- **Instructions for the task**
Copy out each line of the material that includes the word "public".

- **Records shown**

PR #6573, opened 2023-08-02
contracts-bedrock: single implementation L1StandardBridge

tynes:
**Description**

Closes CLI-4315


tynes:
This is going to require changes to the L2 genesis gen script, need to initialize the L2 contract

packages/contracts-bedrock/src/L1/L1StandardBridge.sol
```diff
@@ -76,13 +77,36 @@ contract L1StandardBridge is StandardBridge, Semver {
...
+    modifier clearLegacySlot() {
+        assembly {
+            sstore(0, 0)
+        }
+        _;
+    }
+
+    /// @notice Initializer
+    ///         The fix modifier should be removed during the next contract upgrade.
+    function initialize(CrossDomainMessenger _messenger) public clearLegacySlot() reinitializer(2) {
```
tynes: this should be the l1xdm for better type safety

op-chain-ops/cmd/check-l2/main.go
```diff
@@ -793,3 +797,31 @@ func checkPredeploy(client *ethclient.Client, i uint64) error {
...
+	}
+	slot := common.BigToHash(big.NewInt(int64(entry.Slot)))
+	value, err := client.StorageAt(context.Background(), addr, slot, nil)
+	if err != nil {
+		return nil, err
+	}
+	if entry.Offset+typ.NumberOfBytes > uint(len(value)) {
+		return nil, fmt.Errorf("value length is too short")
+	}
+	initialized := new(big.Int).SetBytes(value[entry.Offset : entry.Offset+typ.NumberOfBytes])
```
tynes: This calculation is off

tynes: i think the endianness needs to be swapped

op-bindings/solc/types.go
```diff
@@ -64,6 +64,17 @@ func (s *StorageLayout) GetStorageLayoutEntry(name string) (StorageLayoutEntry,
...
 
+// GetStorageLayoutType returns the StorageLayoutType where the label matches
+// the provided name.
+func (s *StorageLayout) GetStorageLayoutType(name string) (StorageLayoutType, error) {
+	for typeName, typ := range s.Types {
+		if typeName == name {
+			return typ, nil
+		}
+	}
+	return StorageLayoutType{}, fmt.Errorf("%s not found", name)
```
refcell: It looks like `s.Types` is a `map[string]StorageLayoutType`.
https://github.com/ethereum-optimism/optimism/blob/1403c7d7d66d11ceb517d2d05505c5b5a46e2882/op-bindings/solc/types.go#L53
Can we instead of looping over the map and checking equality of keys, just explicitly grab the item from the map as suggested below?
```suggestion
    if ty, ok := s.Types[name]; ok {
          return ty, nil
    }
	return StorageLayoutType{}, fmt.Errorf("%s not found", name)
```

packages/contracts-bedrock/src/L1/L1StandardBridge.sol
```diff
@@ -76,13 +77,32 @@ contract L1StandardBridge is StandardBridge, Semver {
...
+    /// @custom:semver 1.2.0
     /// @notice Constructs the L1StandardBridge contract.
-    /// @param _messenger Address of the L1CrossDomainMessenger.
-    constructor(address payable _messenger)
-        Semver(1, 1, 1)
-        StandardBridge(_messenger, payable(Predeploys.L2_STANDARD_BRIDGE))
-    {}
+    constructor()
+        Semver(1, 2, 0)
+        StandardBridge(StandardBridge(payable(Predeploys.L2_STANDARD_BRIDGE)))
```
refcell, line 84: Should this not just be the following?
```suggestion
        StandardBridge(payable(Predeploys.L2_STANDARD_BRIDGE))
```

packages/contracts-bedrock/src/universal/StandardBridge.sol
```diff
@@ -40,10 +38,13 @@ abstract contract StandardBridge {
     /// @notice Mapping that stores deposits for a given pair of local and remote tokens.
     mapping(address => mapping(address => uint256)) public deposits;
 
+    /// @notice Messenger contract on this domain.
+    CrossDomainMessenger internal _MESSENGER;
```
refcell: Should this have a `@custom:network-specific` natspec tag?

packages/contracts-bedrock/src/universal/StandardBridge.sol
```diff
@@ -9,28 +9,26 @@ import { SafeCall } from "../libraries/SafeCall.sol";
...
 
     /// @notice The L2 gas limit set when eth is depoisited using the receive() function.
     uint32 internal constant RECEIVE_DEFAULT_GAS_LIMIT = 200_000;
 
-    /// @notice Messenger contract on this domain.
-    CrossDomainMessenger public immutable MESSENGER;
-
     /// @notice Corresponding bridge on the other domain.
-    StandardBridge public immutable OTHER_BRIDGE;
+    StandardBridge internal immutable _OTHER_BRIDGE;
```
refcell: Should this have a `@custom:network-specific` natspec tag?

packages/contracts-bedrock/test/StandardBridge.t.sol
```diff
@@ -14,7 +14,7 @@ import { ERC20 } from "@openzeppelin/contracts/token/ERC20/ERC20.sol";
 ///         internal functions so they can be more easily tested directly.
 contract StandardBridgeTester is StandardBridge {
     constructor(address payable _messenger, address payable _otherBridge)
-        StandardBridge(_messenger, _otherBridge)
+        StandardBridge(StandardBridge(_otherBridge))
```
refcell, line 17: ibid, can we just do
```suggestion
        StandardBridge(_otherBridge)
```

refcell (commented):
Couple comments and questions 👍

op-bindings/solc/types.go
tynes: Yes that is definitely better, good catch

packages/contracts-bedrock/src/universal/StandardBridge.sol
tynes: Yes, good catch

tynes:
Fixed up this based on review, will push another commit addressing the final stuff

packages/contracts-bedrock/test/StandardBridge.t.sol
tynes: The constructor was updated to accept a `StandardBridge`? This type conversion is required right? `otherBridge` is an address

packages/contracts-bedrock/src/universal/StandardBridge.sol
tynes: Addressed

tynes:
Getting a race condition in `op-chain-ops` tests again

refcell (approved):
Looks good 💯

PR #6581, opened 2023-08-03
op-node,op-program: source rollup-configs from superchain-registry

protolambda:
**Description**

To make OP-Stack chain configurations available across OP-Stack client implementations, we are experimenting with a "superchain-registry": one place that hosts all superchain configurations, which can then be embedded into the software for convenience & OP-Stack wide rollout of config changes.

This depends on the [op-geth superchain-registry integration](https://github.com/ethereum-optimism/op-geth/pull/113)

- **Response to the exercise**
+    function initialize(CrossDomainMessenger _messenger) public clearLegacySlot() reinitializer(2) {
     mapping(address => mapping(address => uint256)) public deposits;
-    CrossDomainMessenger public immutable MESSENGER;
-    StandardBridge public immutable OTHER_BRIDGE;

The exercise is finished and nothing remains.